Task goal:
What is the number of lines in this data that contain the word "gdetrez"? Give the number alone.

Available data:
PR #264, opened 2018-01-22
Add `/start` endpoint for scan jobs

gdetrez:
Add the following endpoints:
- `GET /api/scan-jobs/$id`: get a single scanjob by id
- `POST /api/scan-jobs/$id/start`: start a scanjob

In REST slang the first would be a document resource and the second a controller resource.

I'm a bit unhappy with the "start" controller having the same name as the "start" (time) field but I'm not sure it's really a problem. I can rename the field if someone thing it's going to cause issues.

This somewhat encroaches on a future task (start job when button is clicked), but I need it to write tests using the scanjob API.

### DIFF
--- a/scanomatic/ui_server/scan_jobs_api.py
+++ b/scanomatic/ui_server/scan_jobs_api.py
@@ -5,6 +5,7 @@ from uuid import uuid1
 
 from flask import request, jsonify, Blueprint, current_app
 from flask_restful import Api, Resource
+import pytz
 from werkzeug.exceptions import NotFound
 
 from scanomatic.io.scanning_store import (
@@ -103,11 +104,12 @@ class ScanJobStartController(Resource):
             job = db.get_scanjob(scanjobid)
         except ScanJobUnknownError:
             raise NotFound
+        now = datetime.now(pytz.utc)
         if job.start is not None:
             return json_abort(CONFLICT, reason='Scanning Job already started')
-        if db.get_current_scanjob(job.scanner_id, datetime.now()) is not None:
+        if db.get_current_scanjob(job.scanner_id, now) is not None:
             return json_abort(CONFLICT, reason='Scanner busy')
-        db.update_scanjob(job._replace(start=datetime.now()))
+        db.update_scanjob(job._replace(start=now))
         return '', OK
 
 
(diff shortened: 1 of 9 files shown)


scanomatic/ui_server/scan_jobs_api.py
```diff
@@ -80,3 +85,34 @@ def scan_jobs_list():
...
+    def post(self, scanjobid):
+        db = current_app.config['scanning_store']
+        try:
+            job = db.get_scanjob(scanjobid)
+        except ScanJobUnknownError:
+            raise NotFound
+        now = datetime.now(pytz.utc)
+        if job.start is not None:
+            return json_abort(CONFLICT, reason='Scanning Job already started')
+        if db.get_current_scanjob(job.scanner_id, now) is not None:
```
local-minimum: This feels an obscure way to ask the qustions. Feels like it should be `db.get_scanner_status(job.scanner_id, now)` or similar.

scanomatic/ui_server/scan_jobs_api.py
```diff
@@ -80,3 +85,34 @@ def scan_jobs_list():
...
+            return json_abort(CONFLICT, reason='Scanner busy')
+        db.update_scanjob(job._replace(start=now))
+        return '', OK
+
+
+api = Api(blueprint)
+api.add_resource(ScanJobStartController, '/<scanjobid>/start')
```
local-minimum: alternative could be something like `/<scanjobid>/set-start` but that also sound bit strange.

gdetrez: I would rather change the field name.

local-minimum: do that: `start_time` ? If so need to update py2json conversion too so becomes `startTime`

scanomatic/ui_server/scan_jobs_api.py
gdetrez: That's a bit too vague. I can add `db.has_current_job(scannerid, now)` if you'd prefer.

local-minimum: yes sound :1st_place_medal:

scanomatic/ui_server/scan_jobs_api.py
gdetrez: Fixed

scanomatic/ui_server/scan_jobs_api.py
gdetrez: Fixed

Your solution:
5